INFO-H 516 Cloud Computing for Data Science
3 credits
- Prerequisites: CSCI 54100, LIS S511, INFO B512, or INFO B556; prior programming experience required
- Delivery: On-Campus
Description
This course covers data science concepts, techniques, and tools to support big data analytics, including cloud computing, parallel algorithms, nonrelational databases, and high-level language support.

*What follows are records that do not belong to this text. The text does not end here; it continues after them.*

PR #2296, opened 2020-10-05
Optimize point cloud getter in Python

### LINKED ISSUE #2283: Point cloud performance improvement
**Describe the Bug**
Method `lidar.getPointCloud()` (Python) is a few times slower than `wb_get_point_cloud()` (C).

See conversation:
https://github.com/cyberbotics/webots_ros2/pull/148#issuecomment-702001390

**Steps to Reproduce**
1. Run the following world in Webots: https://github.com/cyberbotics/webots_ros2/blob/b4d79ee9259ead364dbc7ee50ad7115e39ba5cb6/webots_ros2_universal_robot/worlds/universal_robot_lidar.wbt
2. Use the Python controller (see **Additional context**) and check the real-time factor.
2. Use the C controller (see **Additional context**) and check the real-time factor.

**Expected behavior**
Method `lidar.getPointCloud()` (Python) should be nearly the speed of `wb_get_point_cloud()` (C).

**Additional context**
<details>
<summary>Example C controller</summary>

```c
#include <stdio.h>
#include <webots/robot.h>
#include <webots/lidar.h>


#define TIME_STEP 32


  wb_robot_init();
  int device = wb_robot_get_device("Velodyne VLP-16");
  wb_lidar_enable(device, TIME_STEP);
  wb_lidar_enable_point_cloud(device);
  
    WbLidarPoint* points = wb_lidar_get_point_cloud(device);
  };

  wb_robot_cleanup();

  return 0;
}
```

</details>

<details>
<summary>Example Python controller</summary>

```Python
from controller import Robot


robot = Robot()
timestep = 32
lidar = robot.getLidar('Velodyne VLP-16')
lidar.enable(timestep)
lidar.enablePointCloud()

    vals = lidar.getPointCloud()
    sum_val = sum(val.x for val in vals)
    print(sum_val)
```

</details>

lukicdarkoo:
**Description**
This PR improves the performances of Python's `getPointCloud()` by 4-5 times.

**Related Issues**
Fixes #2283 

**Tasks**
  - [ ] Add to changelog
  - [ ] Verify side effects (memory ownership)
  - [ ] Hide `_getPointCloud()` from user

### DIFF
--- a/resources/languages/python/controller.i
+++ b/resources/languages/python/controller.i
@@ -85,6 +85,7 @@ using namespace std;
 
 //handling std::string
 %include "std_string.i"
+%include "carrays.i"
 
 %rename ("__internalGetLookupTableSize") getLookupTableSize;
 
@@ -522,8 +523,10 @@ class AnsiCodes(object):
     $result = Py_None;
 }
 
-%ignore webots::Lidar::getPointCloud();
+%rename (_getPointCloud) getPointCloud() const;
 %ignore webots::Lidar::getLayerPointCloud();
+
+%array_class(WbLidarPoint, WbLidarPointArray);
 
 %extend webots::Lidar {
 
@@ -539,10 +542,8 @@ class AnsiCodes(object):
 
   %pythoncode %{
   def getPointCloud(self):
-     ret = []
-     for i in range(self.getNumberOfPoints()):
-       ret.append(self.getPoint(i))
-     return ret
+    points = self._getPointCloud()
+    return WbLidarPointArray.frompointer(points)
 
   def getLayerPointCloud(self, layer):
      ret = []


lukicdarkoo:
This unfortunately doesn't return the Python list. Any kind of conversion to list (that I can find) would require memory copying and iterating through the array - performance drop. Maybe we can add it as another method, e.g. `getPointCloudFast()`

DavidMansolino:
> This unfortunately doesn't return the Python list. Any kind of conversion to list (that I can find) would require memory copying and iterating through the array - performance drop. Maybe we can add it as another method, e.g. `getPointCloudFast()`


We have something similar for the camera API: https://www.cyberbotics.com/doc/reference/camera?tab-language=python#wb_camera_get_image
`getImage` returns the 'raw pointer' and `getImageArray` returns a Python list, we can probably do something similar and reuse the terminology.

lukicdarkoo:
@DavidMansolino In that case `getPointCloudArray()` would return list of objects, while `getPointCloud()` would return C-like array. By introducing the change we are breaking the API (`getPointCloud()` returns C-like array instead of list). It is good to make it consistent, but it is quite a big change.

lukicdarkoo:
Here is the new API proposal:
- Images:
  - `getImageRaw()` returns raw data
  - `getImageList()` returns list of lists
  - `getImage()` returns raw data + deprecation
  - `getImageArray()` returns list of lists + deprecation
- Point cloud:
  - `getPointCloud()` returns list + deprecation
  - `getPointCloudRaw()` returns raw data
  - `getPointCloudList()` returns list

But still, I don't like the fact that `getPointCloud()` and `getImage()` will be deprecated (which makes Python API inconsistent with C++) and I am not sure if there is any other sensor that we should also consider.

DavidMansolino:
About the other functions I see those ones:
  - `Camera.getRecognitionObjects` returns currently a list.
  - `Lidar.getLayerPointCloud` returns currently a list.
  - `Lidar.getRangeImageArray` returns currently a list.
  - `RangeFinder.getRangeImageArray` returns currently a list.
  - `RangeFinder.getImage` returns currently returns raw data.

> But still, I don't like the fact that getPointCloud() and getImage() will be deprecated (which makes Python API inconsistent with C++) and I am not sure if there is any other sensor that we should also consider.

I agree, I like this C++/Python matching, but on the other side I don't see any other clean way to do this (the alternative, would  be to keep `Camera.getImage` instead of `Camera.getImageRaw`, but then we have again the problem with lidar).

omichel:
After a second thought, I don't like too much `getImageList` as it sounds like this function will return a list of images.

omichel:
What about removing the *array* methods and keep only the methods returning raw data. Then we could have local python methods that could convert this raw data into different kind of list or arrays? That would make the API very consistent with C/C++ and we would provide some extra utility functions for Python ease-of-use. I am wondering if performance-wise, it is equivalent to get raw data and convert it in Python list using a python utility method or to get already data converted to Python list in swig (as we do currently). If the performance is the same, it is probably the cleanest option.

lukicdarkoo:
> What about removing the _array_ methods and keep only the methods returning raw data? Then we could have local python methods that could convert this raw data into different kind of list or arrays? That would make the API very consistent with C/C++ and we would provide some extra utility functions for Python ease-of-use. I am wondering if performance-wise, it is equivalent to get raw data and convert it in Python list using a python utility method or to get already data converted to Python list in swig (as we do currently). If the performance is the same, it is probably the cleanest option.

In the case of the image it should be slower (but I am not sure how much) as the list is created in C:
https://github.com/cyberbotics/webots/blob/6bb8d98232275e19bef3bfad52f89a355bca830f/resources/languages/python/controller.i#L285
In the case of the point cloud it should be the same as it is already implemented in Python:
https://github.com/cyberbotics/webots/blob/6bb8d98232275e19bef3bfad52f89a355bca830f/resources/languages/python/controller.i#L541

omichel:
Could you try to evaluate how much slower it is for the camera? This will help us to decide whether or not we want only one or several API functions to retrieve the same data in different formats.
By the way, instead of several API functions, we could have a single function which takes an optional format argument.

lukicdarkoo:
It seems that creating a list in SWIG is not slow, but wrapping objects and memory copying. For example:

```c++
  PyObject* getPointCloud() const {
    const WbLidarPoint* rawPoints = $self->getPointCloud();
    const int size = $self->getNumberOfPoints();

    PyObject *points = PyList_New(size);
    for (int i = 0; i < size; i++) {
      PyObject *v = SWIG_NewPointerObj(SWIG_as_voidptr(&rawPoints[0]), $descriptor(WbLidarPoint *), SWIG_POINTER_NOSHADOW);
      PyList_SetItem(points, i, v);
    }
    return points;
  }
```

is much faster than:

```c++
  PyObject* getPointCloud() const {
    const WbLidarPoint* rawPoints = $self->getPointCloud();
    const int size = $self->getNumberOfPoints();

    PyObject *points = PyList_New(size);
    for (int i = 0; i < size; i++) {
      PyObject *v = SWIG_NewPointerObj(SWIG_as_voidptr(&rawPoints[0]), $descriptor(WbLidarPoint *), 0);
      PyList_SetItem(points, i, v);
    }
    return points;
  }
```

Both return a Python list of objects. Unfortunately, the first implementation returns opaque objects. In any case, the second implementation is around 50-60% faster than the implementation currently used in R2020b Rev 1. This means we can create lists 50-60% faster in SWIG.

The course applies the MapReduce programming model and virtual-machine utility computing environments to data-driven discovery and scalable data processing for scientific applications.
Course Topics
This course includes the following topics:
- Clouds with infrastructure, platform, and software as a service
- Virtualization technologies and tools
- MapReduce and data parallel applications using Apache Spark
- Apache Hadoop Distributed File System
- YARN cluster resource management and Mesos distributed system kernel
- Large-scale data storage: NoSQL databases (Google BigTable and Hadoop HBase) and parallel query processing
- Large-scale machine learning: Classification, regression, and clustering using MLlib
- Spark streaming
- Amazon AWS (EC2 and S3) and its applications
- Exploring large spatiotemporal datasets
Learning Outcomes
- Research the main concepts, models, technologies, and services of cloud computing, the reasons for the shift to this model, and its advantages and disadvantages.
- Examine the technical capabilities and commercial benefits of hardware virtualization.
- Analyze tradeoffs for data centers in performance, efficiency, cost, scalability, and flexibility.
- Evaluate the core challenges of cloud computing deployments, including public, private, and community clouds, with respect to privacy, security, and interoperability.
- Create cloud computing infrastructure models.
- Demonstrate and compare the use of cloud storage vendor offerings.
- Develop, install, and configure cloud-computing applications under software-as-a-service principles, employing cloud-computing frameworks and libraries.
- Apply the MapReduce programming model to data analytics in informatics-related domains.
- Enhance MapReduce performance by redesigning the system architecture (e.g., provisioning and cluster configurations).
- Overcome difficulties in managing very large datasets, both structured and unstructured, using nonrelational data storage and retrieval (NoSQL), parallel algorithms, and cloud computing.
- Apply the MapReduce programming model to data-driven discovery and scalable data processing for scientific applications.